TANJUNGPINANG – Pembangunan proyek multiyears yang diajukan Pemprov Kepri senilai Rp 518 miliar, untuk tahap pertama tahun ini Rp 120 miliar, di tahun 2019 Rp 200 miliar dan tahun 2020 Rp 190 miliar,

Proyek Gurindam 12 itu untuk meningkatkan perekonomian serta pariwisata di Ibukpota provinsi Kepri. Juga salah satu solusi untuk mengatasi kemacetan kendaraan mendatang. Kawasan terpadu Gurindam 12 tersebut, mencakup pembangunan di Pantai Impian, Batu Hitam, Teluk Keriting, Tugu Pinsil, Pantai Impian, Batu Hitam, Teluk Keriting, Tugu Pinsil, Tepilaut, Taman Gedung Gonggong, Pelabuhan Sribintan Pura, Pulau Penyengat, Pelantar 1 dan II, sampai dengan Pinang Marina.

Kawasan terpadu Gurindam 12 akan dikerjakan melalui dinas terkait, Dinas Perkim, Dinas Pekerjaan Umum (PU) serta OPD lainnya. Gubernur Kepri H Nurdin Basirun menegaskan pembangunan kawasan terpadu Gurindam 12 bila sudah jadi akan jadi ikon Ibukota Kepri, Kota Tanjungpinang.

Tidak hanya itu, jika sudah nampak wujudnya, maka menjadi salah satu kebanggaan masyatakat Kepulauan Riau pada umumnya. Nurdin bertekat ingin membangun kawasan tersebut, karena Tanjungpinang adalah daerah yang salah satu paling sering menggelar event pariwisata yang berada di pesisir laut.

”Yang terpenting adalah rencana Pembangunan kawasan Gurindam 12 ini, sebagai solusi mengatasi kemacetan kendaraan,” jelas Nurdin kepada wartawan di Kantor Gubernur Kepri Pulau Dompak, Selasa (2/1).

Nurdin membeberkan, rencana pembangunan kawasan ini, selain menambah ikon baru khusus penataan Tanjungpinang, dirinya juga memprediksikan, bahwa perkembangan pertumbuhan kendaraan di Ibukota akan terus meningkat.

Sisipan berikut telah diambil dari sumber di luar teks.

PR #715, opened 2018-12-14
refreshing a lock's data after it has been deployed

julien51:
Fixes bug where previously deployed locks did not show any value for expiration, price of keys ... etc

### DIFF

Maka bukan tidak mungkin, Tanjungpinang akan terjadi kemacetan yang luar baiasa. ”Karena saat ini, konsentrasi kepadatan kendaraan, aktivitas bisnis di Kota Batam itu sudah cukup padat. Ini salah satu langkah strategis kita,” tambahnya

Bahkan tidak hanya di Batam, lewat aktivitas unggulan pariwisata, Bintan sendiri saat ini sudah mulai maju dan berkembang.

Mulai Tata Kampung Bugis
Maret Jalan lingkar bakal mengatasi pembangunan rumah di pesisir pantai Kampung Bugis. Karena jalan lingkar salah satu program pemerintah pusat yang diperuntuhkan untuk mengatasi kawasan kumuh di Tanjungpinang.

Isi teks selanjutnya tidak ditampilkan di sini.